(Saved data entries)

PR #3768, opened 2018-03-17
Documentation — Initial commit of New Feature Development Checklist

jhugman:
This is a first pass of the checklist we should go through to make sure we're delivering features in a consistent manner.

There is no corresponding bug.

### DIFF
--- a/Docs/checklist-for-new-user-facing-features.md
+++ b/Docs/checklist-for-new-user-facing-features.md
@@ -1,0 +1,47 @@
+## New Feature Development Checklist
+
+So you've added a new feature. Users will see it!
+
+You've landed the code, it's indented properly, it looks lovely! What's Next!?
+
+###  Has your feature got tests yet?
+
+  * perhaps existing tests will cover it, may be adding another unit test will be enough.
+  * If you're adding new UI:
+    - ensure widgets have `accessbilityIdentifiers`. 
+    - Add it to FxScreenGraph.swift.
+    - XCUITests should be used, but as a last resort.
+
+### Should your new feature be keyboard navigable?
+
+  * Adding UIKeyCommands will help.
+  * Getting to the new features is as important as using your feature.
+
+### Accessibility for new UI
+
+  * Add accessibilityLabels
+  * Have you tested it with VoiceOver?
+
+### Has your feature got new Strings?
+
+  * Is it `NSLocalizable`? 
+  * It should probably go in `Strings.swift`. Ask about String export deadlines.
+  * Are the strings screenshotted? The `L10nScreenshotTests` are there to help diagnose layout issues caused by missing or long strings and right to left issues.
+
+### How do you know if your new feature is used?
+
+  * Add event telemetry
+  * Consider performance telemetry.
+  * Add a Telemetry dashboard — this will help make decisions about your feature in the future.
+
+### You're feature is awesome! Have you told anyone outside of Engineering or UX about it?
+
+  * Should it go on the What's New page? (to tell the users)
+  * Should it be documented?
+  * Have you told These Weeks in Mobile Firefox?
+  * Have you told Marketing?
+
+### Have you found something you should do for other features, but isn't on this checklist?
+
+  * Add it to this checklist.
+


Docs/checklist-for-new-user-facing-features.md
```diff
@@ -0,0 +1,47 @@
...
+
+You've landed the code, it's indented properly, it looks lovely! What's Next!?
+
+###  Has your feature got tests yet?
+
+  * perhaps existing tests will cover it, may be adding another unit test will be enough.
+  * If you're adding new UI:
+    - ensure widgets have `accessbilityIdentifiers`. 
+    - Add it to FxScreenGraph.swift.
+    - XCUITests should be used, but as a last resort.
```
garvankeeley: I don't understand this line

Docs/checklist-for-new-user-facing-features.md
```diff
@@ -0,0 +1,47 @@
...
+
+### Should your new feature be keyboard navigable?
+
+  * Adding UIKeyCommands will help.
+  * Getting to the new features is as important as using your feature.
```
garvankeeley: For brevity, consider removing this line.

Docs/checklist-for-new-user-facing-features.md
```diff
@@ -0,0 +1,47 @@
...
+
+### Accessibility for new UI
+
+  * Add accessibilityLabels
+  * Have you tested it with VoiceOver?
```
garvankeeley: I have never done this, and it is a good idea. Maybe there should be a tiny bit more info about what to do here without too much hand-holding.

Docs/checklist-for-new-user-facing-features.md
```diff
@@ -0,0 +1,47 @@
...
+
+### Has your feature got new Strings?
+
+  * Is it `NSLocalizable`?
```
garvankeeley: This terminology is confusing. Is it asking is the string user-facing?

Docs/checklist-for-new-user-facing-features.md
```diff
@@ -0,0 +1,47 @@
...
+
+### Has your feature got new Strings?
+
+  * Is it `NSLocalizable`? 
+  * It should probably go in `Strings.swift`. Ask about String export deadlines.
+  * Are the strings screenshotted? The `L10nScreenshotTests` are there to help diagnose layout issues caused by missing or long strings and right to left issues.
+
+### How do you know if your new feature is used?
+
+  * Add event telemetry
```
garvankeeley: We might have a link for exactly how to do this.

Docs/checklist-for-new-user-facing-features.md
```diff
@@ -0,0 +1,47 @@
...
+  * Consider performance telemetry.
+  * Add a Telemetry dashboard — this will help make decisions about your feature in the future.
+
+### You're feature is awesome! Have you told anyone outside of Engineering or UX about it?
+
+  * Should it go on the What's New page? (to tell the users)
+  * Should it be documented?
+  * Have you told These Weeks in Mobile Firefox?
+  * Have you told Marketing?
```
garvankeeley: AFAIK, communicating the above items is ad-hoc, would be nice if said exactly how we would like this done.

Docs/checklist-for-new-user-facing-features.md
```diff
@@ -0,0 +1,47 @@
...
+
+  * Is it `NSLocalizable`? 
+  * It should probably go in `Strings.swift`. Ask about String export deadlines.
+  * Are the strings screenshotted? The `L10nScreenshotTests` are there to help diagnose layout issues caused by missing or long strings and right to left issues.
+
+### How do you know if your new feature is used?
+
+  * Add event telemetry
+  * Consider performance telemetry.
+  * Add a Telemetry dashboard — this will help make decisions about your feature in the future.
```
st3fan: I think that when you include telemetry for a new feature, we should also try to make it a habit to immediately create a dashboard or at least a very simple query. I think we should have a dashboard that simply has one query per feature or telemetry attribute set so that you (and QA) can very easily verify that the telemetry is working as expected.

Docs/checklist-for-new-user-facing-features.md
st3fan: Do we need a rolling a `release_notes.txt` in our project? So that we do not have to scramble the week before a release to get a What's New (app store or mozilla.org) together?

Docs/checklist-for-new-user-facing-features.md
st3fan: The need for this has become more clear after we had to do an emergency fix for the screen size telemetry. We would have caught that sooner had we added a simple query to that dashboard.

I'm not thinking 'deep insight' here - just a query that returns a table with the new attributes that we collect.

PR #3773, opened 2018-03-19
Bug  1445586 - Passcode screen notification unhooked on viewDidDisappear

garvankeeley:
https://bugzilla.mozilla.org/show_bug.cgi?id=1445586

SettingsTableViewController has notifications observers for sync which update the UI. In older code these were unhooked (by removeObserver) in the disappear. This is not needed. There is no harm in updating the view while it is not visible. SettingsViewController will get a `NotificationCenter.default.removeObserver(self)` called automatically by iOS during deinit  (which happens after the settings dialog is dismissed).


farhanpatel:
A quick qestion though. There is no concern now that we will be calling `addObserver` multiple times for the same notifications? Should we move the `addObserver` calls in viewDidAppear into viewDidLoad?

PR #3955, opened 2018-05-28
Bug 1456904 - Add Tab.close() to replace Tab.deinit().

garvankeeley:
close() is guaranteed to be called to remove a tab, and the tab's webview is set to nil.
Accidentally leaking a tab will have minimal consequence now.


Client/Frontend/Browser/Tab.swift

▶ [Instructions for the task]
Starting from the top of the records and ending at the line that contains "-1,0 +1,47 @@", repeat each line exactly and return only those lines.

▶ [Result]
PR #3768, opened 2018-03-17
Documentation — Initial commit of New Feature Development Checklist

jhugman:
This is a first pass of the checklist we should go through to make sure we're delivering features in a consistent manner.

There is no corresponding bug.

### DIFF
--- a/Docs/checklist-for-new-user-facing-features.md
+++ b/Docs/checklist-for-new-user-facing-features.md
@@ -1,0 +1,47 @@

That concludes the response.